No-one is born with anxiety panic attacks

The good news is that no-one is born anxious or with built-in panic attacks. The disorders arrive from experiences and behaviours, and if they arrive from experiences and behaviours they can be despatched.

In other words, they are learned behaviours and learned behaviours can be unlearned. 

They arise because of a triggering event which we replay over in our minds and we then adopt defensive habits which we rehearse over and over again. 

They thereby create neural pathways in our brain which leads to the anxiety-forming habit or panic attack.

Anchoring the cure with anxiety panic attacks

There are NLP techniques that will help to disrupt those neural pathways so that we can form new and better habits and get over these disabling attacks. We have already mentioned anchoring.

Read the page on this website about setting good anchors and removing bad ones. There are some very useful techniques there which will assist you greatly. You will need to read it before you try the next technique.

Another way of overcoming anxiety and panic attacks

Try this other technique but before do so read the entire instructions. First, anchor a really good feeling. Then imagine yourself sitting in the front one or two rows of a cinema watching the big screen.

The movie you are now watching is one of the events which caused all this to happen. 

If Naomi were sitting in the cinema she would see the robber snatching the handbag from the other passenger and then attempting to grab hers before fleeing off the bus. 

Watch the whole movie through from beginning to end and freeze the last frame. 

Running the film backwards to cure anxiety and panic attacks

Now run the movie backwards from the end to the beginning only make it fast and as the film runs backwards make it go faster and faster. 

If you’ve got some circus music, play that at the same time, otherwise play it in your head. 

When you get to the beginning, go immediately to the end and run it backwards again, faster and faster.
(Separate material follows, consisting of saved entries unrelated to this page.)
PR #222, opened 2024-02-22
feat: Implement ChangeAuthTok in PAM

denisonbarbosa:
After #204 we now support a different session mode that is supposed to be used when the user wants to change the password. This PR adds the implementation for the ChangeAuthTok function in the PAM module and its tests, along with support for this type of session in the ExampleBroker.
To keep things more consistent, some other changes were made to the current tests (i.e. `TestCLIIntegration`) to improve the clarity of the test functions.

UDENG-2253


examplebroker/broker.go
```diff
@@ -140,6 +140,11 @@ func (b *Broker) NewSession(ctx context.Context, username, lang, mode string) (s
 		return "", "", fmt.Errorf("user %q does not exist", username)
 	}
 
+	if info.sessionMode == "passwd" {
+		info.neededAuthSteps++
+		info.pwdChange = mustReset
+	}
+
```
denisonbarbosa, line 147: This is a very timid implementation on the ExampleBroker side, but I think that if we store the passwords here and then run second calls to see if it was changed or not will be us testing the ExampleBroker rather than PAM itself, that's why I didn't add anything more. Let me know if you find it necessary!

pam/integration-tests/integration_test.go
```diff
@@ -18,17 +18,20 @@ import (
 
 var daemonPath string
 
-func TestCLIIntegration(t *testing.T) {
+func TestCLIAuthenticate(t *testing.T) {
```
denisonbarbosa, line 21: This could be in another PR to decrease the number of changes on this one, but since I was already touching the integration tests and these diffs look a lot but are quite minimal, I added them on this PR. Let me know if you prefer me to split it.

examplebroker/broker.go
didrocks: well, the thing is then we don't know if the password token was properly transmitted to the broker in the integration tests then, no? So I was supposing the integration test would have a second password only authentication call with the new password.

pam/integration-tests/integration_test.go
didrocks: That’s perfect in my eyes.

examplebroker/broker.go
denisonbarbosa: I could swear we were matching the newpassword to be `== newpassword`, but turns out we don't :joy: I'll update it to do some matching to ensure the data was passed correctly.

didrocks (changes requested):
As discussed, let’s check that the password really changed, was encrypted and decrypted as expected. This way, we are sure we transmitted what we need to the broker!

Very few minor other suggestions (apart the duplication one where I think we can do better). Well done!

pam/integration-tests/integration_test.go
```diff
@@ -106,6 +106,78 @@ func TestCLIIntegration(t *testing.T) {
...
+
+		"Prevent change password if auth fails": {"passwd_auth_fail"},
+
+		"Exit authd if local broker is selected": {tape: "passwd_local_broker"},
+		"Exit authd if user sigints":             {tape: "passwd_sigint"},
+	}
+	for name, tc := range tests {
+		tc := tc
+		t.Run(name, func(t *testing.T) {
+			t.Parallel()
```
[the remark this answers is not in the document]
denisonbarbosa: You're welcome!

pam/pam.go
```diff
@@ -189,6 +191,78 @@ func (h *pamModule) AcctMgmt(mTx pam.ModuleTransaction, flags pam.Flags, args []
...
+		}
+		return errors.Join(err, pam.ErrAuthinfoUnavail)
+	}
+	defer closeConn()
+
+	appState := adapter.UIModel{
+		PamMTx:      mTx,
+		Client:      client,
+		ClientType:  pamClientType,
+		SessionMode: authd.SessionMode_PASSWD,
```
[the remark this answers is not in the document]
denisonbarbosa: I thought a lot about it, but I wasn't sure about the hooking and stuff, so I decided to use the same approach we use in NSS (even though this is way more code repetition than we have in NSS).

pam/internal/adapter/newpasswordmodel.go
```diff
@@ -146,3 +151,21 @@ func (m newPasswordModel) Blur() {
...
+	m.focusIndex = 0
+
+	for i, fm := range m.focusableModels {
+		if i != m.focusIndex {
+			fm.Blur()
+			continue
+		}
+		fm.Focus()
+	}
+}
```
denisonbarbosa, line 171: I'll move these changes to a separate commit when rebasing, don't worry!

pam/pam.go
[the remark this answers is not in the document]
denisonbarbosa: Update: It worked!!! I did on a separate commit to ensure we had no regression in the tests.

pam/internal/adapter/newpasswordmodel.go
didrocks: :+1:

didrocks (changes requested):
Few more fixed needed and then we merge!

pam/integration-tests/integration_test.go
```diff
@@ -95,14 +98,90 @@ func TestCLIIntegration(t *testing.T) {
...
+	currentDir, err := os.Getwd()
+	require.NoError(t, err, "Setup: Could not get current directory for the tests")
+
+	tests := map[string]struct {
+		tape string
+	}{
+		"Change password successfully and authenticate with new one": {tape: "passwd_simple"},
+		"Change passwd after MFA auth":                               {tape: "passwd_mfa"},
+
+		"Retry if new password does not match criteria":  {tape: "passwd_invalid"},
```
didrocks, line 143: Retry if new password is rejected by the broker

pam/integration-tests/integration_test.go
```diff
@@ -95,14 +98,90 @@ func TestCLIIntegration(t *testing.T) {
...
+		"Retry if password confirmation is not the same": {tape: "passwd_not_confirmed"},
+		"Retry if new password is the same as old one":   {tape: "passwd_same_as_old"},
```
didrocks, line 145: and so, remove this.

pam/internal/adapter/newpasswordmodel.go
```diff
@@ -58,7 +58,11 @@ func (m newPasswordModel) Init() tea.Cmd {
 // Update handles events and actions.
 func (m newPasswordModel) Update(msg tea.Msg) (tea.Model, tea.Cmd) {
 	switch msg := msg.(type) {
-	// Key presses
+	case startAuthentication:
+		m.Clear()
+		return m, nil
+
+		// Key presses
```
didrocks, line 65: Comment after the case so that we know where it’s part of.

didrocks (changes requested):

pam/integration-tests/testdata/tapes/passwd_rejected.tape
```diff
@@ -1,5 +1,5 @@
-Output passwd_invalid.txt
-Output passwd_invalid.gif # If we don't specify a .gif output, it will create a default out.gif file.
+Output passwd_rejected.txt
```
didrocks, line 1: Test

didrocks (commented):
test

didrocks (approved):
Excellent work!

And then do it a third time. When you have finished, fire off your good anchor again.

Spinning the feelings and controlling anxiety and panic attacks

While you are watching the movie go forwards notice which way the feeling is spinning in your body. It will be either moving backwards or forwards or from one side to the other. Whichever way it is, speed it up. 

The feeling will seem worse. Now slow it down. Move it in the opposite direction. You will feel it getting a little better the more you do it in reverse. This shows you that the feeling can be controlled.

Now, you are going to watch the movie again but this time imagine you are in the projection control room upstairs and as you look down into the cinema you can see yourself in the front couple of rows watching the screen. 

Play the movie through from beginning to end and as you get towards the final frames gradually draw out the colour in the film and fade it to white. 

Now play it back three, four or five times really fast with circus music if you have it (or imagine it in your head). Don’t forget to make it go faster and faster and faster.

Disrupting the neural pathways will cure anxiety panic attacks

The more you practice this exercise, the more you will disrupt the neural pathways. It is a good way of diminishing the effects of your anxiety.

Don’t forget this important fact though. As you begin to get over it – and it may take rather less time than you imagined – you will need to replace the time you spent being anxious or having panic attacks with something good. 

You will suddenly realise that you have time on your hands. Take up a new hobby, sport or interest. You have only one life. Learn how to make the most of it.